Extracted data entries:
Issue #2761, opened 2026-06-06
[bug]  unable to connect to some provider using `letta connect`


KY64:
I'm unable to use `letta connect` for connecting to provider. Here is the result:

```
letta connect openai --api-key a
Validating OpenAI API API key...
Failed to connect OpenAI API: Settings not initialized. Call settingsManager.initialize() first.
```

```
letta connect openai
OpenAI API API key: 
Validating OpenAI API API key...
Failed to connect OpenAI API: Settings not initialized. Call settingsManager.initialize() first.
```

```
letta connect openrouter
OpenRouter API API key: 
Validating OpenRouter API API key...
Failed to connect OpenRouter API: Settings not initialized. Call settingsManager.initialize() first.
```

However, it works for `chatgpt`

```
letta connect chatgpt
Already connected to ChatGPT via OAuth. Use /connect in the TUI and select ChatGPT / Codex plan to disconnect or re-authenticate.
```

and if I pass `--backend local`

```
letta --backend local connect openai
OpenAI API key: 
Validating OpenAI API key...
Saving provider...
Connected OpenAI (openai) in local storage.
```

```
letta --backend local connect openrouter
OpenRouter API key: 
Validating OpenRouter API key...
Saving provider...
Connected OpenRouter (openrouter) in local storage.
```

### Version

0.27.5 and also tested commit https://github.com/letta-ai/letta-code/commit/33a21140af0c854597636eb24f29a7a2756f848e

### Repro steps

1. Install Letta Code CLI
2. Login
3. Run `letta connect openai` or `letta connect openrouter`

### Expected behavior

It should be able to store the API key and connect to the provider.

### Actual behavior

Unable to connect to provider and returns

```
letta connect openai
OpenAI API API key: 
Validating OpenAI API API key...
Failed to connect OpenAI API: Settings not initialized. Call settingsManager.initialize() first.
```

### Known workarounds

We can pass `--backend local` or we can connect it by entering the TUI and type `/connect`

### Related information

- Operating System: GNU/Linux

### Do you have time to contribute to fix?

Yes, will spend my time to look into this issue.

cpacker:
Fixed by #2762

PR #2762, opened 2026-06-06
fix(cli): initialize settings before provider validation

KY64:
## Summary

This PR will solve https://github.com/letta-ai/letta-code/issues/2761 where there is missing setting configuration when using API Key with `--backend api`. This PR will call `ensureSettingsReady` whenever the backend target is not `local`

## Changes

- **src/cli/subcommands/connect.test.ts** Added test to ensure setting is properly initialized respecting the backend target
- **src/cli/subcommands/connect.ts** Initialize settings if backend target is `api`

### DIFF
--- a/src/cli/subcommands/connect.test.ts
+++ b/src/cli/subcommands/connect.test.ts
@@ -110,6 +110,54 @@ describe("connect subcommand", () => {
     );
   });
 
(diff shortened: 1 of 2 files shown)


KY64:
The failure check is due to Github CLI

image

cpacker (approved):

Issue #2764, opened 2026-06-06
[bug] saved backend preference is not applied before CLI subcommands


KY64:
`letta backend local` saves local mode as the default backend, but `letta connect ...` does not consistently respect that saved preference.

For example, after setting the default backend to local:

```bash
letta backend local
```

I would expect:

```bash
letta connect xiaomi
```

to behave like:

```
letta --backend local connect xiaomi
```

However, it returns this

```sh
letta connect xiaomi                                                                            
Unknown provider: xiaomi. Supported providers: chatgpt (alias: codex), anthropic, openai, zai, zai-coding, minimax, gemini, moonshot, kimi-code, openrouter, bedrock, codex
```

It seems the list of model only appear if we use `--backend api`. This creates an inconsistency of the saved backend preference since the subcommand only read from explicit backend flag otherwise it assumes the `backend` is set to `api` by default instead of reading it from preferred settings.

### Version

Commit https://github.com/letta-ai/letta-code/commit/33a21140af0c854597636eb24f29a7a2756f848e

### Repro steps

1. Set default backend to local:

```bash
   letta backend local
```

2. Run connect without an explicit backend flag:

```bash
   letta connect xiaomi
```

3. Compare with explicit backend override:

```bash
   letta --backend local connect xiaomi
```

### Expected behavior

Saved backend preference should be used as the default backend before subcommands run.

In other words:

```bash
letta backend local
letta connect xiaomi
```

should behave consistently with:

```bash
letta --backend local connect xiaomi
```

unless the user explicitly overrides it with `--backend api`

### Actual behavior

```sh
letta connect xiaomi                                                                            
Unknown provider: xiaomi. Supported providers: chatgpt (alias: codex), anthropic, openai, zai, zai-coding, minimax, gemini, moonshot, kimi-code, openrouter, bedrock, codex
```

`letta connect xiaomi` runs before normal startup initializes settings and applies `settings.preferredBackendMode`

So connect resolves providers using the default/API backend instead of the saved local backend preference. Depending on the provider path and nearby initialization behavior, this can either:

- save the provider credential in the wrong backend, which is API store instead of local storage
- fail with unrelated API/settings errors even though the user selected local as the default.

### Known workarounds

Pass the backend explicitly:

```
letta --backend local connect xiaomi
```

or use the TUI flow where backend startup has already been initialized.

### Related information

- Operating system: GNU/Linux

### Do you have time to contribute to fix?

Yes

PR #2766, opened 2026-06-06
fix(cli): apply saved preferredBackendMode before routing subcommands

KY64:
## Summary
 
This PR fixes issue https://github.com/letta-ai/letta-code/issues/2764 where `letta connect` ignores the saved backend preference. Running `letta backend local;
letta connect xiaomi` would resolve providers to the API storage target instead of local, while `letta --backend
local connect xiaomi` worked correctly.
 
The root cause: the subcommand early-exit in `main()` happened before `settingsManager.initialize()`, so
`defaultProviderStorageTarget()` always saw the API backend — the saved `preferredBackendMode` was never applied. This causes 2 issues:

1. The list of provider will always take from `api` backend even if the preference is `local`, so if user tries to connect provider that is not supported on `api`, it will fail.
2. The PR https://github.com/letta-ai/letta-code/pull/2762 solve the initialization issue, and if the PR is merged, there is a subtle inconsistent behavior. Which is the `connect` subcommand still not respecting the user preferred backend settings. If user runs `letta connect openai`, the command will succeed regardless the preference because `openai` exist on both `api` and `local`. However, *where* the credential stored is not like what we expect. When the preferred settings is `local`, the credential is still stored in the cloud since the connection option is still set as empty if user does not pass `--backend` flag. We can see from this line

https://github.com/letta-ai/letta-code/blob/33a21140af0c854597636eb24f29a7a2756f848e/src/cli/subcommands/connect.ts#L392-L408

which I assume it will use the byok-provider that checks if the connection options is empty, it will not store in local auth storage.

https://github.com/letta-ai/letta-code/blob/33a21140af0c854597636eb24f29a7a2756f848e/src/providers/byok-providers.ts#L725-L745

 
## Changes
 
- **src/settings-manager.ts** Added `readPreferredBackendModeSync()` method to `SettingsManager` — reads
`preferredBackendMode` directly from `~/.letta/settings.json` via `readJsonObjectSync()` and `getSettingsPath()`
without triggering full initialization (default creation, dirty-key tracking, rollback writes, etc.)
- **src/index.ts** Before routing subcommands, if no explicit `--backend` flag is given, call
`settingsManager.readPreferredBackendModeSync()` and `configureBackendMode()` with the result
- **src/settings-manager.test.ts** Added 6 tests for `readPreferredBackendModeSync`: missing file, no preference
set, reads `"local"`, reads `"api"`, invalid value, malformed JSON

## Concern

This fix may be simple but I also got feedback from Letta to consider the backward compatibility with `letta local-backend migrate-transcripts` since it may cause error. I need feedback on how best to approach this since this tool also in beta I guess (not yet 1.0) so breaking change is expected.

### DIFF
--- a/src/index.ts
+++ b/src/index.ts
@@ -84,6 +84,7 @@ import {
 } from "./permissions/mode";
 import {
   type Settings,
+  readPreferredBackendModeSync,
   settingsManager,
   shouldPersistSessionState,
 } from "./settings-manager";
@@ -690,6 +691,20 @@ async function main(): Promise<void> {
       error instanceof Error ? `Error: ${error.message}` : String(error),
     );
     process.exit(1);
+  }
+
+  // Configure backend from saved preference before routing subcommands.
+  // Without this, subcommands like `connect` that depend on
+  // defaultProviderStorageTarget() would always see "api" when no
+  // explicit --backend flag is given, even if the user previously ran
+  // `letta backend local`.  Uses a lightweight file read to avoid
+  // triggering full SettingsManager initialization (default creation,
+  // dirty-key tracking, rollback writes, etc.).
+  if (!explicitBackendMode) {
+    const saved = readPreferredBackendModeSync();
+    if (saved) {
+      configureBackendMode(saved);
+    }
   }
 
   // Early exit for CLI subcommands (e.g., `letta server`, `letta memory`).
--- a/src/index.ts
+++ b/src/index.ts
@@ -84,7 +84,6 @@ import {
 } from "./permissions/mode";
 import {
   type Settings,
-  readPreferredBackendModeSync,
   settingsManager,
   shouldPersistSessionState,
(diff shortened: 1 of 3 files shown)


cpacker:
Thanks for putting this together — the core bug and approach were right.

I opened a replacement PR at #2772 because the fix needed a small precedence adjustment before merge: saved `preferredBackendMode` should apply to backend-aware subcommands like `connect`, but it should not override stronger selectors such as explicit `--backend`, `LETTA_LOCAL_BACKEND_EXPERIMENTAL`, or a custom `LETTA_BASE_URL`/self-hosted API target.

The replacement PR keeps your lightweight pre-subcommand settings read idea, adds the precedence handling/tests, and I added you as a co-author on the commit so you get credit for the fix.

KY64:
@cpacker got it. Thank you for reviewing this PR!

Assignment:
Go line by line through the records above and copy each one containing "explicitly".

Solution to the exercise:
unless the user explicitly overrides it with `--backend api`
Pass the backend explicitly:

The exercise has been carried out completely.